GetTTSProvider() tts.Provider
// GetSTTService returns the underlying STT service.
GetSTTService() stt.Service
// GetTTSService returns the underlying TTS service.
GetTTSService() tts.Service
// IsEditBeforeSendEnabled returns whether edit-before-send is enabled.
IsEditBeforeSendEnabled() bool
// SetEditBeforeSend enables or disables edit-before-send.
SetEditBeforeSend(enabled bool)
// Initialize initializes TTS/STT services lazily.
Initialize() error
// IsInitialized returns whether services have been initialized.
IsInitialized() bool
// SetTTSProvider sets the TTS provider.
SetTTSProvider(provider tts.Provider)
// SetASRProvider sets the ASR provider.
SetASRProvider(provider stt.Provider)
// SetASRPermissionDenied records that ASR permission was denied (e.g. macOS TCC).
SetASRPermissionDenied(errMsg string)
// SetEspeakManager sets the eSpeak manager for status reporting.
SetEspeakManager(em *EspeakManager)
// SetStatusPrewarmEnabled controls whether GetStatus may trigger lazy STT initialization.
SetStatusPrewarmEnabled(enabled bool)
}
Service provides unified speech functionality (TTS + ASR).
func NewService ¶
NewService creates a new unified speech service.
func NewServiceWithInitConfig ¶
func NewServiceWithInitConfig(cfg *Config, initCfg *InitConfig) Service
NewServiceWithInitConfig creates a service with lazy initialization config.
type SpeechError ¶
SpeechError represents a speech-related error.
func (*SpeechError) Error ¶
func (e *SpeechError) Error() string
type StatusResponse ¶
type StatusResponse struct {
TTS TTSStatus `json:"tts"`
ASR ASRStatus `json:"asr"`
Espeak *EspeakStatus `json:"espeak,omitempty"`
}
StatusResponse represents the unified speech status.
type SwitchProviderRequest ¶
type SwitchProviderRequest struct {
Provider string `json:"provider"`
}
SwitchProviderRequest represents a TTS provider switch request.
type SwitchRequest ¶
type SwitchRequest struct {
ModelType string `json:"model_type"`
}
SwitchRequest represents a model switch request.
type TTSConfig ¶
type TTSConfig struct {
Provider string `json:"provider" yaml:"provider" yaml:"provider"`
Model string `json:"model" yaml:"model" yaml:"model"`
Speed float32 `json:"speed" yaml:"speed" yaml:"speed"` // Speech rate (0.5-2.0, default 1.0)
Pitch float32 `json:"pitch" yaml:"pitch" yaml:"pitch"` // Pitch adjustment (-10 to 10, default 0)

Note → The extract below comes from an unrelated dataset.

PR #349, opened 2017-02-22
Prepare to FailureBus

alexander-yevsyukov:
This PR:
* Removes `EventStorageRecord` in favor of passing `Event` to storage.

Volume float32 `json:"volume" yaml:"volume" yaml:"volume"` // Volume (0-100, default 100)
}
TTSConfig holds TTS-specific configuration.
type TTSConfigRequest ¶
type TTSConfigRequest struct {
Speed float32 `json:"speed"`
Pitch float32 `json:"pitch"`
Volume float32 `json:"volume"`
}
TTSConfigRequest represents a TTS config update request.
type TTSStatus ¶
type TTSStatus struct {
Ready bool `json:"ready"`
Provider string `json:"provider"`
ModelName string `json:"model_name,omitempty"`
AvailableProviders []string `json:"available_providers,omitempty"`
Models []interface{} `json:"models"`
Components map[string]*ComponentDownloadStatus `json:"components,omitempty"`
}
TTSStatus represents TTS status.
type TranscriptionResult ¶
type TranscriptionResult struct {
Text string `json:"text"`
Language string `json:"language,omitempty"`
Duration float64 `json:"duration,omitempty"`
Confidence float64 `json:"confidence,omitempty"`
Editable bool `json:"editable"`
SessionID string `json:"session_id,omitempty"`
}
TranscriptionResult with edit support.